Nama dan peran Bharada memang luput dicatat oleh sumber-sumber historis era Airlangga, tapi kisahnya terus hidup dalam ingatan kolektif masyarakat Jawa hingga era Raja Kertanegara.
Menurut Hadi Sidomulyo pada “Krtnanagara and The Resurrection of Mpu Bharada” (2011), Bharada memang tokoh sejarah faktual. Pasalnya, nama sang yogi sakti itu disebut dalam manuskrip babon historiografi Majapahit, yakni Nagarakrtagama.
Mpu Bharada disebut bermukim di Lemah Tulis alias sesuai dengan penggambaran dalam manuskrip Calon Arang. Berdasarkan data toponim dan keterangan geografis Nagarakrtagama, lanjut Sidomulyo, lokasi Lemah Tulis kemungkinan terletak di sekitar daerah Bejijong, Mojokerto, Jawa Timur sekarang ini.

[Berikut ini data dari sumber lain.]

PR #133, opened 2026-09-14
fix: correctness, accessibility and store-listing follow-ups

aktasfatih:
A sprint of eight follow-ups from the last one — correctness, accessibility, and the store listing. No user-reported issues in this batch; these are things the previous sprint's work surfaced, plus one long-open decision.

## Correctness

- **A bulk archive now reports only the cards it actually moved.** Previously every card landed in `ok` whether or not it transitioned, so a card someone *else* archived inside the stale-cache window rode along and got **unarchived by your undo**. The per-card op contract is now `callable(int): bool`; a no-op lands in `skipped` with reason `unchanged`. Response shape unchanged, so no frontend edit was needed.
- **The column action stops calling itself "Archive all cards."** It archives what you can see — correct behaviour, but "all" was untrue. It now names the count. Deliberately *not* fixed by reporting how many hidden cards were left behind: `LeakMatrixTest` pins that a count is itself a leak surface, and a hidden-card count is exactly the existence oracle card visibility exists to deny. That reasoning is recorded in code so it isn't re-proposed.

## Storage

- **An admin can cap total attachment storage for the instance** (`occ config:app:set kanso attachment_storage_limit`). **Off by default** — with no value set the behaviour is byte-identical to today, and no aggregate query runs at all. Attachment bytes live in app-owned storage *outside* the Nextcloud quota, bounded only at 100 MiB per file, so any authenticated user could previously loop uploads until the host disk filled and took the whole instance down. Enforced on every unbounded write path including Deck import, which turned out to be a third writer with no byte bound and no rate limit.

## Accessibility and polish

- **Reduced motion is honoured by the three JavaScript scrolls** that were bypassing it. The app already had a CSS guard, but per CSSOM-View an explicit `behavior` option overrides the CSS property, so it never reached them.
- **A truncated collaborator name can be read on hover** in seven more places — completing the pattern an earlier fix established.
- **A card link paints your chosen layout immediately** instead of rendering the default and snapping. Settings now ship as initial state from both entry points; this also fixes the older editor-toolbar flash.
- **A public board link has a tab title of its own.** Every public share link on an instance previously shared one identical title, because the public page renders outside the branch that sets one.

## Store listing

- **The App Store description was audited and all ten translated blocks re-synced.** The listing mentioned only Deck import and omitted a dozen shipped features — attachments, custom fields, time tracking, reminders, public links, CalDAV, email intake, Trello/CSV import among them. Every translated block had also drifted (all ten still said GitHub where the English says GitHub and Forgejo). `info.xml` sits outside the `.pot` pipeline entirely, which is how that happened; `docs/TRANSLATING.md` now records it.

## Verification

Every card was implemented by a worker that ran the gates itself and **proved its tests non-vacuous by mutation**. That caught real problems in this batch:

- The public-share fix's originally-specified scope would have rendered **"My Board - My Board - Nextcloud"** — the client-side and server-side titles are mutually exclusive, not additive.
- The first no-wait first-paint test was **still vacuous**: the card modal enters the DOM after the settings request has already answered locally, so the mutation passed. Rewritten to capture the class list at first paint and hold the request until then.
- The archive-label change's negative ACL assertion was re-proven able to fail before being trusted.
- The attachment cap's own code review found Deck import as an uncapped third writer, which would have made the documented claim false.

PHPUnit 2136 → 2160. psalm and php-cs-fixer clean. No `<version>` bump.

**Two things worth a human eye before merge:**
1. The **Polish, Russian and Chinese** description blocks are faithful in meaning but were written without a native speaker; the new integrations paragraph could use smoothing. This is public store copy.
2. The attachment cap shipped on a decision inferred from two review approvals rather than an explicit answer. It is off by default and reversible, but say the word and it comes out.


aktasfatih:
:tada: This pull request is included in version 0.32.0 :tada:

The release notes are on [GitHub](https://github.com/aktasfatih/kanso/releases/tag/v0.32.0).

PR #143, opened 2026-09-14
test(e2e): locate toasts by ARIA role and message, not @nextcloud/dialogs classes

aktasfatih:
Unblocks Dependabot PR #124, which has been red since 2026-09-12 on a single check.

## What was wrong

Five e2e specs asserted on **Toastify's internal class names** — `.toastify`, `.toast-success`, `.toast-warning`, `.toast-undo`. Those are an implementation detail of `@nextcloud/dialogs`, not a contract.

PR #124 bumps `@nextcloud/dialogs` 7.4.1 → 7.5.0, which **drops `toastify-js` from its dependency tree entirely** and rebuilds toasts on `@nextcloud/vue`. The classes vanish, and those assertions fail with "element(s) not found" — deterministically, on every retry.

**This was never a product regression.** `src/` has zero references to those classes; Kanso only ever calls `showSuccess` / `showWarning` / `showUndo` and lets the library render. Toasts work fine for users. Only the tests reached into library internals, and nothing here changes application code.

## The fix

A thin `toast(page, text)` locator in `tests/e2e/helpers.js`, matching a toast as what it actually is to a user — an **ARIA live region** carrying a message:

Bharada juga disebut berperan dalam menentukan batas-batas Kerajaan Jenggala dan Kadiri di abad ke-11 Masehi.
Jadi, besar kemungkinan Bharada memanglah tokoh sejarah nyata yang kemudian dimitoskan karena kedudukannya yang penting dan legendaris.
“Dia memiliki arti penting baru bagi Dinasti Rajasa setelah penyatuan kembali Jenggala dan Kadiri pada pertengahan abad ke-13. Namanya ‘dibangkitkan’ kembali oleh Raja Kertanagara, ... Dia menjadi sosok penjaga Kertanagara dan keturunannya setidaknya selama tiga generasi,” tulis Sidomulyo.
Dengan demikian, Prasasti Wurare juga dapat ditafsir sebagai upaya Kertanegara mengkultuskan tokoh Bharada. Dalam konteks politik-spiritual di masanya, Kertanegara boleh jadi menggunakan ketokohan Bharada sebagai bagian dari persiapannya menghadapi serangan Mongol. Kertanegara boleh jadi berharap “meminjam kesaktian” Bharada dalam kampanye spriritual menghalau tentara Mongol.
Setelah dibangkitkan kembali oleh Kertanegara, nama Bharada terus hidup dan makin populer setelah kekhawatiran akan serangan Mongol berlalu. Di masa akhir Majapahit, kisah hidupnya yang telah dilambari mitos itu terabadikan melalui kesusastraan kidung dan lain sebagainya.